In order to create a connector on MSK Connect, we need to create a custom plugin and the connector itself. A custom plugin is a set of JAR files containing the implementation of one or more connectors, transforms, or converters and installed on the workers of the connect cluster where the connector is running. Both the resources are not supported by CloudFormation and can be created on AWS Console or using AWS SDK.
We need plugins for the Debezium source and S3 sink connectors. Plugin objects can be saved to S3 in either JAR or ZIP file format. We can download them from the relevant release/download pages of Debezium and Lenses Stream Reactor. Note to put contents at the root level of the zip archives. Once they are saved to S3, we can create them simply by specifying their S3 URIs.
“Debezium’s PostgreSQL connector captures row-level changes in the schemas of a PostgreSQL database. PostgreSQL versions 9.6, 10, 11, 12 and 13 are supported. The first time it connects to a PostgreSQL server or cluster, the connector takes a consistent snapshot of all schemas. After that snapshot is complete, the connector continuously captures row-level changes that insert, update, and delete database content and that were committed to a PostgreSQL database. The connector generates data change event records and streams them to Kafka topics. For each table, the default behavior is that the connector streams all generated events to a separate Kafka topic for that table. Applications and services consume data change event records from that topic.”

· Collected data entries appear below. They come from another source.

PR #549, opened 2018-07-13
Lock Now button for users without passcode

### LINKED ISSUE #548: Bring back "Lock Now" for users that do not have biometrics or passcode set.
In order to keep users informed on how they can secure access to their logins with locking, we have decided to bring back the "Lock Now" option even for those who **do not** have biometrics or passcode setup.

When a user without biometrics or passcode setup on their device taps "Lock Now", we would like to display a dialog informing them to set up a device passcode in order to lock the app.

_Usability session notes of participant without device auth set up_
https://docs.google.com/document/d/1KAuLZGvag0Xs4A6YB_eXEAaHLySEBu4hCQaK3FoPK2g/edit?usp=sharing

### Visual Design
**InVision**
https://mozilla.invisionapp.com/share/BQEUSO0S2#/308670491_Settings_-_Lock_-_No_Passcode

**Zeplin**
https://zpl.io/V0yKDko

joeyg:
Resolves #548.


devinreams:
@nickbrandt how do you tend to test this?  With a real device right?

I don't have a good test device and can't "simulate" no passcode on the Simulator so will have to ask for you to test this (and/or your test device if you want me to check it out, too).

nickbrandt:
@devinreams Yep, I use a real device. I tested it on my phone and it works as intended. @changecourse has the test device if either you/he wants to test as well.

joeyg:
Thanks for the help testing @changecourse @nickbrandt !

PR #583, opened 2018-07-30
Disable scrolling only when syncing an empty login list

### LINKED ISSUE #445: "Pull to refresh" doesn't work when the logins list is empty
v1.0 (1343)
1. Create a new account in Lockbox iOS.
2. Connect the account on desktop.
3. Save a login on desktop.
4. Try to manually trigger (pull to refresh) a sync in Lockbox to have the previously created login transferred.

Expected: Pull to refresh should work when the logins list doesn't have any entries.

Actual: Pull to refresh doesn't work when the logins list is empty.

sigito:
Fixed #445.


devinreams:
Thank you again for your contribution, @sigito 👏 👏

PR #618, opened 2018-08-06
update xcode version

joeyg:
Add XCode version to install documentation. Installing with a prior version of swift requires building dependencies from source which requires rust.


devinreams:
I'm sorry you got snagged in an un-workable spot but glad the resolution was fairly easy. Thanks for wading through this and figuring it out, @joeyg. ❤️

The connector has a number of connector properties including name, connector class, database connection details, key/value converter and so on – the full list of properties can be found in this page. The properties that need explanation are listed below.
plugin.name – Using the logical decoding feature, an output plug-in enables clients to consume changes to the transaction log in a user-friendly manner. Debezium supports decoderbufs, wal2json and pgoutput plug-ins. Both wal2json and pgoutput are available in Amazon RDS for PostgreSQL and Amazon Aurora PostgreSQL. decoderbufs requires a separate installation and it is excluded from the option. Among the 2 supported plug-ins, pgoutput is selected because it is the standard logical decoding output plug-in in PostgreSQL 10+ and has better performance for large transactions.
publication.name – With the pgoutput plug-in, the Debezium connector creates a publication (if not exists) and sets publication.autocreate.mode to all_tables. It can cause an issue to update a record to a table that doesn’t have the primary key or replica identity. We can set the value to filtered where the connector adjusts the applicable tables by other property values. Alternatively we can create a publication on our own and add the name to publication.name property. I find creating a publication explicitly is easier to maintain. Note a publication alone is not sufficient to handle the issue. All affected tables by the publication should have the primary key or replica identity. In our example, the orders and order_details tables should meet the condition. In short, creating an explicit publication can prevent the event generation process from interrupting other processes by limiting the scope of CDC event generation.
key.converter/value.converter – Although Avro serialization is recommended, JSON is a format that can be generated without schema registry and can be read by DeltaStreamer.
transforms* – A Debezium event data has a complex structure that provides a wealth of information. It can be quite difficult to process such a structure using DeltaStreamer. Debezium’s event flattening single message transformation (SMT) is configured to flatten the output payload.
Note once the connector is deployed, the CDC event records will be published to msk.datalake.cdc_events topic.
The connector can be created in multiple steps. The first step is to select the relevant custom plugin from the custom plugins list.
In the second step, we can configure connector properties. Applicable properties are
Connector name and description
Apache Kafka cluster (MSK or self-managed) with an authentication method
Connector capacity – Autoscaled or Provisioned
IAM role of the connector
In the third step, we configure cluster security. As we selected IAM Authentication, only TLS encryption is available.
Finally we can configure logging. A log group is created in the CloudFormation and we can add its ARN.
After reviewing, we can create the connector.
“Lenses S3 Connector is a Kafka Connect sink connector for writing records from Kafka to AWS S3 Buckets. It extends the standard connect config adding a parameter for a SQL command (Lenses Kafka Connect Query Language or “KCQL”). This defines how to map data from the source (in this case Kafka) to the target (S3). Importantly, it also includes how data should be partitioned into S3, the bucket names and the serialization format (support includes JSON, Avro, Parquet, Text, CSV and binary).”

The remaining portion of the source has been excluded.